Where Software-Defined Networks Really Belong in a Data Center
Software-defined networks have begun to dominate the news, with experts debating SDNs, server fabrics, and lots of virtualized stuff (machines, I/O, networks, etc.) with respect to new cloud and mega-datacenter build-outs. Which brings up a big question: what is so new and different about these new at-scale deployments? To begin, let’s look at a typical enterprise network “fat tree” hierarchy: There’s a lot of redundancy built into this network architecture. Near the backbone, if a switch goes out of service or if a network link is lost, there’s plenty of redundancy to keep the datacenter moving. As you move to the rack level, if a TOR [Top-of-Rack] switch fails, the rack it serves will be out of action until the TOR switch can be replaced. If an aggregation switch fails, then the servers under its span will be out of action until it can be replaced. It works. It is expensive. And all those switches do is move data and runtime images around. With these new services-oriented, at-scale deployments it gets worse. The problem is that in a modern warehouse-sized datacenter, we’re stuffing more and more server nodes into each rack. That begs the question: what is a “server node” in today’s mega-datacenter context? For a visual answer, the first photo is a Quanta processor sled sitting on their 4U cloud chassis (taken at the Intel Developer Forum earlier this year).

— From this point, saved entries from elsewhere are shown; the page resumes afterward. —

PR #247, opened 2023-05-10
Exclude defaults for yaml export

### LINKED ISSUE #231: Default-attributes are exported to yaml
When initializing a `VariableCode`, the attributes `region-aggregation` and `skip-region-aggregation` are automatically added and set to "False". When then exporting the CodeList to yaml, these attributes are written explicitly to the file, leading to very cumbersome, unwieldy files, see for example https://github.com/iiasa/ariadne-intern-workflow/pull/42

This is implemented in this line (and following)

https://github.com/IAMconsortium/nomenclature/blob/0b3dec191879faead7c0071d67a6d2bc5cb3035b/nomenclature/code.py#L142

I see two options:
1. don't automatically add these fields to the `VariableCode` if they are not defined in the source yaml/xlsx file
2. remove these attributes (if `False`) when exporting to yaml

phackstock:
closes #231.

Fixed the issue with a couple of additional changes

### Additional changes implemented

* `Code` and `CodeList` now feature `__eq__` methods which makes for easier comparisons for tests. For the equality operator of `Code` I explicitly exclude the `file` property as it does not influence functionality.
* `Code.file` is now a named attribute.
* Streamlined a few unit test accordingly.

### Open question

There is one case which is currently not covered very nicely which concerns the `create_yaml_from_xlsx` function.
Say we have an excel like this:

| Variable              | Description                                   | Unit  | Region-aggregation                              |
|-----------------------|-----------------------------------------------|-------|-------------------------------------------------|
| Primary Energy        | Total primary energy consumption              | EJ/yr | [{"Primary Energy (mean)": {"method": "mean"}}] |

The sled has two processors on it—you can see the big heat sink stacks above the two Intel Xeon processors and a memory card by each one. Each processor has a memory card and support logic associated with it. Just as important, the two systems are not connected to each other; this is not a 2S (socket) or 2P (processor) symmetric multiprocessor (SMP) blade. Each of these two processor complexes connects to the datacenter through its own Ethernet link. We call each of these independent processor complexes a server “node,” and so this card contains two nodes.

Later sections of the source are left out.